▶ _Exercise details_
The output should consist solely of the lines running from the one that contains "G1 2023 v6 #13644" through the end of the records below, copied exactly.

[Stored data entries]

++++++++

PR #13779, opened 2023-05-04
G3 2023 v5 issue#13764

b21sebgr:
The file should now be removed from sqlite when it is removed from the course

### DIFF
--- a/DuggaSys/sectioned.js
+++ b/DuggaSys/sectioned.js
@@ -525,7 +525,6 @@ function confirmBox(operation, item = null) {
   }
   //ändra 
   else if (operation == "openGitHubTemplate") {
-    console.log("testworkornah?");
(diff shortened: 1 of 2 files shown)


c21sebar (changes requested):
Files removed from fileupload page doesnt get removed in the sqlite db. When deleting an item in listentries the files connected to the entrie doesnt get deleted and still stays in the MySQL db, SQLite db and in the webbserver. 

Maybe Im wrong here but listentires in the DB is what is shown in the coursepage, and the different code-examples, headings , their position and so on. This is in my opinion not the place to remove from the sqlite db. This deleted button simply delete the list item and not the connected files if there are any in the item.

The place where we delete files are from the fileupload page called fileeditor, the icon that looks like an "eluttag".

PR #13780, opened 2023-05-04
Fixed so that lines save properly

c21adano:
The save function for sd lines was a copy of the endIcon save, but not all endIcon mentions were replaced with innerType or lineType. innerType and lineType was also a bit mixed upp.


c21theti (approved):
Looks good. Lines now save properly

Issue #13786, opened 2023-05-05
Replace variable names a and b for function sortElementAssociations


b21phiro:
## Description
In the file ```diagram.js``` the function ```sortElementAssociations(element: object)``` sorts the associations for each side of an element as described in the comment. 

It has a bunch logical operations going on, in which it uses callback-functions with parameter names that are bit unclear.

```
function sortElementAssociations(element)
{
    // Only sort if size of list is >= 2
    // h : Replace variable names a and b
    if (element.top.length > 1) element.top.sort(function (a, b) { return sortvectors(a, b, element.top, element.id, 2) });
    if (element.bottom.length > 1) element.bottom.sort(function (a, b) { return sortvectors(a, b, element.bottom, element.id, 3) });
    if (element.left.length > 1) element.left.sort(function (a, b) { return sortvectors(a, b, element.left, element.id, 0) });
    if (element.right.length > 1) element.right.sort(function (a, b) { return sortvectors(a, b, element.right, element.id, 1) });
}
```

## Your job

1. Try to get a grasp what the parameters ```a``` and ```b``` are suppose to be.
2. Give them a better descriptive name.

## Caution
Do not change the functionality of the function. Input and output should be the same as of right now. Make sure it returns the same values as before. Only change the names to something more suitable for the parameters.

PR #13794, opened 2023-05-05
 Replace variable names a and b for function sortElementAssociations #13786 

a21aldsa:
following the given names for the params for sortvectors, which sortElementAssociations calls. I figured currentElementID and compareElementID were suitable variable names instead of 'a' and 'b'


a21oligu (approved):
Looks good!

Issue #13865, opened 2023-05-08
Add functionality for all entities to elementHasLines


b21eriho:
During another issue ( #13840 )it became clear the counting lines connected to UML and SD elements does not function correctly. Correct this fault

PR #13948, opened 2023-05-11
Add functionality for all entities to elementHasLines #13865

b21oscpe:
### What is changed:

Removed condition that made it so that only ER-elements count their lines and add them to their respective array.

### For tester:

Control this by writing `getElementLines(context[0])` after selecting an element *OR* try switching between types while lines are connected.


b21matfi (approved):
Looks good!

Issue #13914, opened 2023-05-10
Add functionality for sequence loop or alternative


b21eriho:
Create an entity for the option "loop or alternative" in accordance with the notation in issue #13535 . It should have a title and the possibility for dashed dividing lines. It does not yet need to be placeable with the button nor be placeable over other entities.

PR #13949, opened 2023-05-11
 Add functionality for sequence loop or alternative #13914

a21aldsa:
Created the element kind sequenceLoopOrAlternative, then created the svg for this and made a loop that draws a number of dashed lines depending on user preference. The default is 1. This is changed via the **options pane**. If this is set to 0, the Alt will automatically change to a Loop.

Also added the ability for vertical resizing in case the user wants many alternatives. This was done via reuse of the same vertical resizing i made for actor and object (their lifeline)

It is noteworthy that naming this or actor and object does not work at the moment but it is the same in the stable branch right now so it is unrelated to this issue.

# very important: make sure functions and attributes work for UML and IE.


b21matfi (approved):
Good job! it looks amazing

Issue #13644, opened 2023-05-02
Changing the "Inheritance"-property to "overlapping" on "IE inheritance" crashes the system


d21matbo:
When the **SAVE** button is pressed after swapping from "disjoint" to "overlapping" the system becomes unresponsive

![image](https://user-images.githubusercontent.com/102599161/235627173-8017b103-e621-4f03-a527-7314dd27242d.png)

The console throws errors that could be provide insight in how to fix this issue

a21nibah:
is there a diagram i can use  to test this?

PR #13953, opened 2023-05-11
G1 2023 v6 #13644

b21matfi:
You can change the relation now so that it is overlapping or disjoint, by fixing this issue it also solved for the uml


c21adano (approved):
No error occurs when creating or changing inheritance.

PR #13957, opened 2023-05-11
G3 2023 v6 issue#13943

g21emmka:
No longer saving the commit when creating a course. It now saves the commit when pressing the refresh button and instead of just refreshing the metadata it also downloads the files. 

Test this by creating a new course with a github url. 
Check the courses folder to see if you can find a folder with the course id. There should be nothing there.
Open the SQLite database and check the gitRepos table to see that no commit has been saved for the course.
Go into the course you've created and press the refresh button.
Go back into the courses folder. Now there should be a folder with the course id as name, containing the files from the repo you used.
Also check the SQLite database. It should have the latest commit saved for the course. 

co-author @c21rebja

### DIFF
--- a/DuggaSys/gitcommitService.php
+++ b/DuggaSys/gitcommitService.php
@@ -144,8 +144,8 @@
 				$query->execute();
 
 				// Update metadata
-				bfs($url, $cid, "REFRESH");
-				print "The course has been updated!";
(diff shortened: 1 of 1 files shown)


e21krida (approved):
Works great! 👍

a21lukpo (approved):
Works correctly! : )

++++++++

▶ _Answer space_
G1 2023 v6 #13644

b21matfi:
You can change the relation now so that it is overlapping or disjoint, by fixing this issue it also solved for the uml


c21adano (approved):
No error occurs when creating or changing inheritance.

PR #13957, opened 2023-05-11
G3 2023 v6 issue#13943

g21emmka:
No longer saving the commit when creating a course. It now saves the commit when pressing the refresh button and instead of just refreshing the metadata it also downloads the files. 

Test this by creating a new course with a github url. 
Check the courses folder to see if you can find a folder with the course id. There should be nothing there.
Open the SQLite database and check the gitRepos table to see that no commit has been saved for the course.
Go into the course you've created and press the refresh button.
Go back into the courses folder. Now there should be a folder with the course id as name, containing the files from the repo you used.
Also check the SQLite database. It should have the latest commit saved for the course. 

co-author @c21rebja

### DIFF
--- a/DuggaSys/gitcommitService.php
+++ b/DuggaSys/gitcommitService.php
@@ -144,8 +144,8 @@
 				$query->execute();
 
 				// Update metadata
-				bfs($url, $cid, "REFRESH");
-				print "The course has been updated!";
(diff shortened: 1 of 1 files shown)


e21krida (approved):
Works great! 👍

a21lukpo (approved):
Works correctly! : )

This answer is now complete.